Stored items
____
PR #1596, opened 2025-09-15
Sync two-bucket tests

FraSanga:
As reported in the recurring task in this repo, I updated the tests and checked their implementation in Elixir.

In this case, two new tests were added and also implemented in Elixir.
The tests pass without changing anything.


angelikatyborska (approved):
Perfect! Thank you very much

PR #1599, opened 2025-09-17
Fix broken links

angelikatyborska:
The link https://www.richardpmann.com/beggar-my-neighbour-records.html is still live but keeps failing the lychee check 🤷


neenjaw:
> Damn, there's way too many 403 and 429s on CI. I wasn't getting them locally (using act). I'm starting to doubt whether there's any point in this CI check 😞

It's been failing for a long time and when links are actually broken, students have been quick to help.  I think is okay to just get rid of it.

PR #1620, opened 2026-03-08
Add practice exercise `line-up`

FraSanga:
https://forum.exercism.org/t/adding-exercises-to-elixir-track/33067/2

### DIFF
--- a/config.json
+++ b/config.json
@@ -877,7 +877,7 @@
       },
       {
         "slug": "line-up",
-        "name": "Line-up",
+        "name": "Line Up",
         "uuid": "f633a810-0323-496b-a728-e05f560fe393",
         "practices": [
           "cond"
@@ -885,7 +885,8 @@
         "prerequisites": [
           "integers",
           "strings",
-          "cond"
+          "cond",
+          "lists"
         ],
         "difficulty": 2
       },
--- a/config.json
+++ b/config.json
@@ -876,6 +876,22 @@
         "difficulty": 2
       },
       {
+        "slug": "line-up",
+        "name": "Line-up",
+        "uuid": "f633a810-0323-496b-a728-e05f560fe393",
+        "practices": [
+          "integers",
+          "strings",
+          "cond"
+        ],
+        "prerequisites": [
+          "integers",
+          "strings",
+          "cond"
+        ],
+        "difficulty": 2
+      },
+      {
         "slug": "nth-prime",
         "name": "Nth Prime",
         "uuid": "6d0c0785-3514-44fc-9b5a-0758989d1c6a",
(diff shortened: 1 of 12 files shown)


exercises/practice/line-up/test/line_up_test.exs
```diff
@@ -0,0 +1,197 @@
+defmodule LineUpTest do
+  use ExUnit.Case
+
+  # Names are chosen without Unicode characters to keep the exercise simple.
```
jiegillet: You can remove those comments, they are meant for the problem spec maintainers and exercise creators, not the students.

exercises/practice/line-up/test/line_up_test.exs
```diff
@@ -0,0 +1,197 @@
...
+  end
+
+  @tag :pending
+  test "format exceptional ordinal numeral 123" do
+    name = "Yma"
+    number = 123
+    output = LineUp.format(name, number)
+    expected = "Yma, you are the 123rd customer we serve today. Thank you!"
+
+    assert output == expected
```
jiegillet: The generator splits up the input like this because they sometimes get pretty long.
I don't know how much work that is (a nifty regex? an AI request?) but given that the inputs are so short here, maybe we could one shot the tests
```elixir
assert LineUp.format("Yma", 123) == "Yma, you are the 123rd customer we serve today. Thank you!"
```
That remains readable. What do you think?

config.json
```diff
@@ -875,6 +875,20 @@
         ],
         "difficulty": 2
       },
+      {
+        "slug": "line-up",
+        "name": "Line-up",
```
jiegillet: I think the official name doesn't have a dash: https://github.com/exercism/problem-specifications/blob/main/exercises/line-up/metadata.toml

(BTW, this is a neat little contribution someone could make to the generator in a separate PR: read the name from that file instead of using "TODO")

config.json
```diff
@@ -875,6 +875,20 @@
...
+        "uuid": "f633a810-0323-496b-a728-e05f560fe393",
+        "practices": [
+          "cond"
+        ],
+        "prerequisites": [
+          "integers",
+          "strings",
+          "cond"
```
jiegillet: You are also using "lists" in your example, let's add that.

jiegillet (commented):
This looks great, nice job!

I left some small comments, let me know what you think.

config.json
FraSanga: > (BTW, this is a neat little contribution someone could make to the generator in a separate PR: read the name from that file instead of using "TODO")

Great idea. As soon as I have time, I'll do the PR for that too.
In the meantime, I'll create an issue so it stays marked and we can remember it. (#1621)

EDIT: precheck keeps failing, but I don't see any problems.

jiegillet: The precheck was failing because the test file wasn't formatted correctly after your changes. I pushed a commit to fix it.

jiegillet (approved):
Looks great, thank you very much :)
____
Exercise instructions:
Some lines in the data above hold the string "slug". Find and copy each of them.

Result of the task:
         "slug": "line-up",
+        "slug": "line-up",
         "slug": "nth-prime",
+        "slug": "line-up",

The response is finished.